* **What you should do**
Please filter the listing below and copy out the lines that hold "good".

* **Data provided**
PR #3898, opened 2016-07-01
Align register publisher API

timbussmann:

Makes publisher API have the same signatures as the routing API, e.g.

`routing.RouteToEndpoint(typeof(MyMessage), "myEndpoint");`
`routing.RegisterPublisherForType(typeof(MyMessage), "myPublisher");`

And makes the namespace configuration when configuring messages for assembly non-optional but added a new overload, one accepting a namespace, one not.

@SzymonPobiega @bording @DavidBoike 
we talked about not using different methods but only overloads for types/assembly/namespace config., e.g. instead of 

```
routing.RegisterPublisherForType(typeof(MyMessage), "myPublisher");
routing.RegisterPublisherForAssembly(eventAssembly, "eventnamespace", "myPublisher");
```

this:

```
routing.RegisterPublisherFor(typeof(MyMessage), "myPublisher");
routing.RegisterPublisherFor(eventAssembly, "eventnamespace", "myPublisher");
```

with the disadvantage that we probably don't want a

`routing.RegisterPublisherFor<MyMessage>("myPublisher");`

which would work better with the `RegisterPublisherForType` method.

Are you good with treating this as a different PR?

### DIFF
--- a/src/NServiceBus.Core/Routing/MessageDrivenSubscriptions/MessageDrivenSubscriptionsConfigExtensions.cs
+++ b/src/NServiceBus.Core/Routing/MessageDrivenSubscriptions/MessageDrivenSubscriptionsConfigExtensions.cs
@@ -46,6 +46,8 @@ namespace NServiceBus
         /// <param name="publisherEndpoint">The publisher endpoint.</param>
         public static void RegisterPublisherForType<T>(this RoutingSettings<T> routingSettings, Type eventType, string publisherEndpoint) where T : TransportDefinition, IMessageDrivenSubscriptionTransport
         {
+            Guard.AgainstNullAndEmpty(nameof(publisherEndpoint), publisherEndpoint);
+
             routingSettings.Settings.GetOrCreate<Publishers>().Add(eventType, publisherEndpoint);
         }
 
@@ -57,6 +59,9 @@ namespace NServiceBus
         /// <param name="publisherEndpoint">The publisher endpoint.</param>
         public static void RegisterPublisherForAssembly<T>(this RoutingSettings<T> routingSettings, Assembly eventAssembly, string publisherEndpoint) where T : TransportDefinition, IMessageDrivenSubscriptionTransport
         {
+            Guard.AgainstNull(nameof(eventAssembly), eventAssembly);
+            Guard.AgainstNullAndEmpty(nameof(publisherEndpoint), publisherEndpoint);
+
             routingSettings.Settings.GetOrCreate<Publishers>().Add(eventAssembly, publisherEndpoint);
         }
 
@@ -69,6 +74,10 @@ namespace NServiceBus
         /// <param name="publisherEndpoint">The publisher endpoint.</param>
         public static void RegisterPublisherForAssembly<T>(this RoutingSettings<T> routingSettings, Assembly eventAssembly, string eventNamespace, string publisherEndpoint) where T : TransportDefinition, IMessageDrivenSubscriptionTransport
         {
+            Guard.AgainstNull(nameof(eventAssembly), eventAssembly);
+            Guard.AgainstNull(nameof(eventNamespace), eventNamespace);
+            Guard.AgainstNullAndEmpty(nameof(publisherEndpoint), publisherEndpoint);
+
             routingSettings.Settings.GetOrCreate<Publishers>().Add(eventAssembly, eventNamespace, publisherEndpoint);
         }
     }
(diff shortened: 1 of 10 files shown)


bording:
Since the `RegisterPublisher` methods all call methods on the `Publishers` class, and those methods are also public, would it make more sense to put the guards there instead?

bording:
Regarding the different methods vs. overloads, I think we need to figure out how we'll handle the `RouteToEndpoint` methods that we want to add (assembly, namespace) and go with the option that works best for all of them.

Looking at the `RegisterPublisherFor<T>` approach, that's definitely wouldn't work well for the Assembly version, since that would be  `RegisterPublisherFor<Assembly>` and still require an assembly parameter anyway. I think we should stay consistent for each version of the method

timbussmann:
> Since the RegisterPublisher methods all call methods on the Publishers class, and those methods > are also public, would it make more sense to put the guards there instead?

I thought about that too but decided to align it with the other extensions and keep the "advanced"  API open for fancy stuff.

timbussmann:
@Particular/nservicebus-maintainers is this good to go?

src/NServiceBus.Core/Routing/MessageDrivenSubscriptions/MessageDrivenSubscriptionsConfigExtensions.cs
```diff
@@ -42,23 +42,43 @@ public static class MessageDrivenSubscriptionsConfigExtensions
...
+
+            routingSettings.Settings.GetOrCreate<Publishers>().Add(eventAssembly, publisherEndpoint);
+        }
+
+        /// <summary>
+        /// Registers a publisher endpoint for all event types in a given assembly and namespace.
+        /// </summary>
+        /// <param name="routingSettings">The <see cref="RoutingSettings&lt;T&gt;" /> to extend.</param>
         /// <param name="eventAssembly">The assembly containing the event types.</param>
         /// <param name="eventNamespace">The namespace containing the event types.</param>
```
danielmarbach: Should we mention that we don't support wild cards on the API?

src/NServiceBus.Core/Routing/MessageDrivenSubscriptions/Publishers.cs
```diff
@@ -17,34 +17,44 @@ internal IEnumerable<PublisherAddress> GetPublisherFor(Type eventType)
...
+
+        /// <summary>
+        /// Registers a publisher endpoint for all event types in a given assembly and namespace.
+        /// </summary>
+        /// <param name="eventAssembly">The assembly containing the event types.</param>
+        /// <param name="eventNamespace">The namespace containing the event types.</param>
+        /// <param name="publisher">The publisher endpoint.</param>
+        public void Add(Assembly eventAssembly, string eventNamespace, string publisher)
+        {
+            rules.Add(new Rule(type => StaticAssemblyRule(type, eventAssembly, eventNamespace, PublisherAddress.CreateFromEndpointName(publisher)), $"{eventAssembly.GetName().Name}/{eventNamespace} -> {publisher}"));
```
danielmarbach: Are we sure this is unique enough? So the assumption is that since the assembly needs to be loaded into the AppDomain anyway to be able to call this API there can't be an overlap of assembly names?

timbussmann: I can't come up with a specific scenario. I'd argue this is a minor thing which don't need to address here?

src/NServiceBus.Core/Routing/MessageDrivenSubscriptions/MessageDrivenSubscriptionsConfigExtensions.cs
timbussmann: do we support wild cards on one of our APIs?

danielmarbach: MessageMapping not. Assembly scanning has pattern march support. Not saying
we should have it. Just thought if we need to mention that matching is not
supported?

timbussmann: Doesn't hurt to clarify this. Do you think we should add something like "no wildcards supprted" or rather "namespace value must exactly match the target namespace"?

danielmarbach: The second

timbussmann:
@danielmarbach this should be good to go.

src/NServiceBus.Msmq.AcceptanceTests/When_distributing_an_event.cs
```diff
@@ -81,7 +81,7 @@ public Subscriber1()
                 EndpointSetup<DefaultServer>(c =>
                 {
                     var transport = c.UseTransport<MsmqTransport>();
-                    transport.Routing().RegisterPublisherForType(PublisherEndpoint, typeof(MyEvent));
+                    transport.Routing().RegisterPublisherForType(typeof(MyEvent), PublisherEndpoint);
```
danielmarbach: Not related to this PR, but I wondered if we could automatically expose the endpoint name on the context by doing something like

context.EndpointNames[typeof(Publisher)]

and the convention calling is already done by the infra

* **Solution**
Are you good with treating this as a different PR?
@Particular/nservicebus-maintainers is this good to go?
@danielmarbach this should be good to go.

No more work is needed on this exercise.